PR #7339, opened 2025-06-29
direnv: fix nushell cell-path handling

koffydrop:
### Description
Since version 0.105.0, cell-paths are case-sensitive by default, since the record we are using is lowercase it doesn't convert `$env.PATH`.

Alternatively, instead of making it uppercase, we could build an actual `cell-path` value instead of relying on the string value of `$key`, which would comply with `$env` remaining a case-insensitive record (this also seems backwards compatible).
```nu
let key_path = [ # becomes $.<key>!
	[value, optional, insensitive];
	[$key, false, true]
]
get -i $key_path
```

### Checklist

    ```
    {component}: {description}

    {long description}
    ```

#### Maintainer CC

@khaneliman, @rycee, @shikanime

### DIFF
--- a/modules/programs/direnv.nix
+++ b/modules/programs/direnv.nix
@@ -187,13 +187,13 @@ in
                 | items {|key, value|
                     let value = do (
                         {
-                          "path": {
+                          "PATH": {
                             from_string: {|s| $s | split row (char esep) | path expand --no-symlink }
                             to_string: {|v| $v | path expand --no-symlink | str join (char esep) }
                           }
                         }
                         | merge ($env.ENV_CONVERSIONS? | default {})
-                        | get -i $key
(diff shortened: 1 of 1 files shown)


khaneliman:
>Since version 0.105.0, cell-paths are case-sensitive by default, since the record we are using is lowercase it doesn't convert $env.PATH.
>
>Alternatively, instead of making it uppercase, we could build an actual cell-path value instead of relying on the string value of $key, which would comply with $env remaining a case-insensitive record (this also seems backwards compatible).

I'm for whatever method has backwards compatibility or doesn't unsuspectingly break a user's config. If that's using a version check for which string to use or a method that it doesn't matter.

koffydrop:
There's a very small chance the first solution isn't backwards compatible, since the behavior is technically different. I'll change it to the other solution.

══════

- Task statement -
Copy each line from the data that features the string "char".

- Solved exercise -
                             from_string: {|s| $s | split row (char esep) | path expand --no-symlink }
                             to_string: {|v| $v | path expand --no-symlink | str join (char esep) }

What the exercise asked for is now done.